WORK TO BE COMPLETED >>
Locate all lines in the data below that hold "have" and show them.

Collected data entries
PR #602, opened 2023-07-24
[video_player_videohole] Fix web build

MasterSon05:


swift-kim:
`video_player_videohole` has not been tested for web. Consider using `video_player` (1st-party plugin) instead of `video_player_videohole` when building for web (see the note in the [plugin usage](https://pub.dev/packages/video_player_videohole#usage)).

MasterSon05:
> `video_player_videohole` has not been tested for web. Consider using `video_player` (1st-party plugin) instead of `video_player_videohole` when building for web (see the note in the [plugin usage](https://pub.dev/packages/video_player_videohole#usage)).

Yes, you are right, but if a cross platform application is developed, adding the package to the dependencies completely prevents the web build. Logic can be added in the code according to the platform, but even importing the old package prevents web build from being imported. In this way, we fix the build for the web platform. Because it may need to be used in different scenarios with the web version of the same application.

swift-kim:
https://github.com/swift-kim/plugins/blob/videohole-test/packages/video_player_videohole/example/lib/main.dart#L12

I managed to build the example app for both Tizen and web, although there's a huge amount of duplicated code.

MasterSon05:
**Error during web build without changes in PR:**
```
Error: Dart library 'dart:ffi' is not available on this platform.
import 'dart:ffi' hide Size;
       ^
Context: The unavailable library 'dart:ffi' is imported through these packages:
```

swift-kim:
I have provided a working example in my previous comment. Please show me your code if you encountered an error.

MasterSon05:
> I have provided a working example in my previous comment. Please show me your code if you encountered an error.

In my usage scenario, I added a DRM-supporting web player myself instead of the video_player package for the web. So in this case I need to create a noop version within the application for everything I use from the video_player_hole package. So I think it shouldn't prevent getting web build independently of the package. Therefore, it would be a healthier approach to make this change in the package.

swift-kim:
Did you see the example? You can use the conditional import (`if (dart.library.html)`) to prevent importing source files when building for web.

MasterSon05:
> Did you see the example? You can use the conditional import (`if (dart.library.html)`) to prevent importing source files when building for web.

Yes, I saw the example, but if we do not use the video_player package for the web in return for the video_player_videohole package, we have to create the noop version for each class and method we import from the video_player_videohole package. However, I think it is a healthier approach to handle this situation in the video_player_videohole package.

swift-kim:
Your app structure should look like this:

- `my_player_tizen.dart`: Provides an `Mp4RemoteVideo` widget implemented via the `video_player_videohole` package.
- `my_player_web.dart`: Provides an `Mp4RemoteVideo` widget implemented via the DRM-enabled web video player.
- `main.dart`: Adds `Mp4RemoteVideo` to the app's widget tree by conditionally importing `my_player_tizen.dart` or `my_player_web.dart` depending on the current platform.

You can even create a placeholder `Mp4RemoteVideo` implementation (e.g. empty container) for non-Tizen and non-web platforms.

Is there anything wrong with this design? Please show your code if you think it doesn't make sense.

MasterSon05:
> 

I created a common interface with better_player and I use it that way. 
I also created such a widget structure in the widget section. 
`  @override
  Widget build(BuildContext context) {
    final playerController = widget.controller;
    if (playerController is BetterPlayerController) {
      return BetterPlayerControllerProvider(
        controller: playerController,
        child: _buildPlayer(),
      );
    } else if (playerController is TizenPlayerController) {
      return ValueListenableBuilder<VideoPlayerController?>(
          valueListenable: playerController.videoPlayerControllerNotifier,
          builder: (context, controller, _) {
            if (controller != null) {
              return TizenPlayer(controller: controller);
            }
            return const SizedBox();
          });
    }

    return const SizedBox();
  }`
Since I use the package at more than one point, I need to create a placeholder for each class or method.
It works fine with the fork I created. All I do is `registerDrmCallback(drmConfigs, _playerId);` By separating the function, I imported it only in cases where dart ffi can be used.
In this way, I think that the code is more readable and that it can improve the developer's experience in many different scenarios.
I don't understand why you think the structure I added is illogical. I don't think it will damage any part or create a bug.
In my opinion, it would be more accurate to throw an unsupported platform exception in method calls from the application instead of completely breaking the build of a platform (web) when a plugin is added.
I'll add an exception for the noop method and update it if it's ok for you. Or if you do not find this approach right, you can reject the Pull request and close it.

packages/video_player_videohole/lib/video_player.dart
```diff
@@ -446,38 +418,8 @@ class VideoPlayerController extends ValueNotifier<VideoPlayerValue> {
       }
     }
 
-    if (closedCaptionFile != null) {
-      _closedCaptionFile ??= await closedCaptionFile;
-      value = value.copyWith(caption: _getCaptionAt(value.position));
-    }
```
swift-kim, line 452: Accidentally removed?

packages/video_player_videohole/pubspec.yaml
```diff
@@ -2,13 +2,13 @@ name: video_player_videohole
...
 repository: https://github.com/flutter-tizen/plugins/tree/master/packages/video_player_videohole
-version: 0.1.1
+version: 0.1.2
 
 environment:
   sdk: ">=2.18.0 <4.0.0"
   flutter: ">=3.3.0"
 
-flutter:
+flutter:
```
swift-kim, line 11: nit: redundant space added

packages/video_player_videohole/lib/video_player.dart
MasterSon05: yes sorry

swift-kim (approved):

OUTPUT BELOW >>
I have provided a working example in my previous comment. Please show me your code if you encountered an error.
> I have provided a working example in my previous comment. Please show me your code if you encountered an error.
Yes, I saw the example, but if we do not use the video_player package for the web in return for the video_player_videohole package, we have to create the noop version for each class and method we import from the video_player_videohole package. However, I think it is a healthier approach to handle this situation in the video_player_videohole package.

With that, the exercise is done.